Replication fork velocities at adjacent replication origins are coordinately modified during DNA replication in human cells.

作者信息

Conti Chiara, Saccà Barbara, Herrick John, Lalou Claude, Pommier Yves, Bensimon Aaron

机构信息

Department of Genome Stability, Pasteur Institute, Paris F-75724, France.

出版信息

Mol Biol Cell. 2007 Aug;18(8):3059-67. doi: 10.1091/mbc.e06-08-0689. Epub 2007 May 23.

Abstract

The spatial organization of replicons into clusters is believed to be of critical importance for genome duplication in higher eukaryotes, but its functional organization still remains to be fully clarified. The coordinated activation of origins is insufficient on its own to account for a timely completion of genome duplication when interorigin distances vary significantly and fork velocities are constant. Mechanisms coordinating origin distribution with fork progression are still poorly elucidated, because of technical difficulties of visualizing the process. Taking advantage of a single molecule approach, we delineated and compared the DNA replication kinetics at the genome level in human normal primary and malignant cells. Our results show that replication forks moving from one origin, as well as from neighboring origins, tend to exhibit the same velocity, although the plasticity of the replication program allows for their adaptation to variable interorigin distances.
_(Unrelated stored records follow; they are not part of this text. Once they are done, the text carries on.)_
PR #679, opened 2022-03-02
updating documentation around AccountClaim customTags

macgregor:
updating docs to capture some past and recent decisions around `customTags` which are passed to AAO via the `AccountClaim` that we add to AWS resources that we create.

Related to:
* [OSD-9949](https://issues.redhat.com/browse/OSD-9949)
* [OSD-10191](https://issues.redhat.com/browse/OSD-10191)


dkeohane (approved):
Thanks for the additions to the docs - much appreciated! :t-rex:

PR #688, opened 2022-04-05
Fix broken link to the manual STS setup.

bergmannf:
The link to the manual STS setup was pointing to non-existent file.


dkeohane (approved):
/lgtm

PR #691, opened 2022-04-12
[OSD-9894] Add condition when account is claimed.

bergmannf:
The condition is added when the Status.Claimed is set to true.

This happens for regular and byoc accounts.

Fixes OSD-9894.

### DIFF
--- a/pkg/controller/account/account_controller.go
+++ b/pkg/controller/account/account_controller.go
@@ -286,8 +286,7 @@ func (r *ReconcileAccount) Reconcile(request reconcile.Request) (reconcile.Resul
 
 		// Update account Status.Claimed to true if the account is ready and the claim link is not empty
 		if currentAcctInstance.IsReadyUnclaimedAndHasClaimLink() {
-			currentAcctInstance.Status.Claimed = true
-			return reconcile.Result{}, r.statusUpdate(currentAcctInstance)
+			return reconcile.Result{}, ClaimAccount(r, currentAcctInstance)
 		}
 
 		// see if in creating for longer than default wait time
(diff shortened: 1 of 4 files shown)


pkg/controller/account/account_controller.go
```diff
@@ -978,6 +978,24 @@ func CreateAccount(reqLogger logr.Logger, client awsclient.Client, accountName,
 	return accountStatus, nil
 }
 
+func ClaimAccount(currentAcctInstance *awsv1alpha1.Account) {
```
dkeohane, line 981: Could you add the function call to `statusUpdate` into this function as this is generally the next call made after claiming the account. The we could just return the result from here

dkeohane (commented):
Awesome first ticket - thanks for adding and improving the documentation, left one minor comment! :)

fahlmant (commented):
Been a while since I worked on this controller, but I know the logic in the Account controller and the AccountPool controller are highly dependent on the status of the Account CR. The Pool for example looks at Accounts in specific states (or Accounts NOT in specific states) to keep the count. So make sure the controller logic for the Pool, Account and Claim handle this new state

bergmannf:
I checked the `AccountPoolController`, and it seems that none of the checks are looping through the `conditions` (which is all that is changed in this PR) - even though something like `HasBeenClaimedAtLeastOnce` could probably use it as a fallback.

I also didn't see any logic in the `ClaimController` that uses the `conditions`, so I think it should be fine.

pkg/controller/account/account_controller.go
bergmannf: Ok updated it, so the ClaimAccount will also do the statusUpdate and return the error (if any).

bergmannf:
Reran the integration tests and everything still passed, anything else that blocks this PR from proceeding?

dastergon:
@fahlmant WDYT?

iamkirkbater:
This LGTM.  @bergmannf is correct, we shouldn't be relying on the conditions behind the status but the status itself, so this should be relatively safe to add in.  I'm going to LGTM and /hold, please feel free to remove the hold and deploy this to stage/int at your convenience.

/hold

PR #692, opened 2022-04-20
Disable secret probe

jharrington22:
This PR disables the secret probe as it significantly increases the reconcile time in production. We should investigate doing this kind of operation outside of the reconcile loop.

For the moment this PR effectively disables changes in PR #678

### DIFF
--- a/pkg/controller/account/account_controller.go
+++ b/pkg/controller/account/account_controller.go
@@ -71,6 +71,9 @@ const (
 	iamUserNameUHC               = "osdManagedAdmin"
 
 	controllerName = "account"
+	// probeSecretEnabled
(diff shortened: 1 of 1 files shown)


pkg/controller/account/account_controller.go
```diff
@@ -71,6 +71,9 @@ const (
 	iamUserNameUHC               = "osdManagedAdmin"
 
 	controllerName = "account"
+	// probeSecretEnabled
+	// Currently disabled becuase it significantly increases reconcile time in production
```
iamkirkbater, line 75:
```suggestion
	// Currently disabled because it significantly increases reconcile time in production
```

We also found that forks that emanated from closely spaced origins tended to move slower than those associated with long replicons. Taken together, our results indicate a functional role for origin clustering in the dynamic regulation of genome duplication.

摘要

复制子聚集成簇的空间组织被认为对高等真核生物的基因组复制至关重要,但其功能组织仍有待充分阐明。当起始点间距离差异显著且叉速恒定时,起始点的协同激活本身不足以说明基因组复制能及时完成。由于可视化该过程存在技术困难,协调起始点分布与叉进展的机制仍未得到充分阐明。利用单分子方法,我们描绘并比较了人类正常原代细胞和恶性细胞在基因组水平的DNA复制动力学。我们的结果表明,从一个起始点以及相邻起始点移动的复制叉倾向于表现出相同的速度,尽管复制程序的可塑性使其能够适应可变的起始点间距离。我们还发现,来自紧密间隔起始点的叉往往比与长复制子相关的叉移动得慢。综上所述,我们的结果表明起始点聚类在基因组复制的动态调控中具有功能作用。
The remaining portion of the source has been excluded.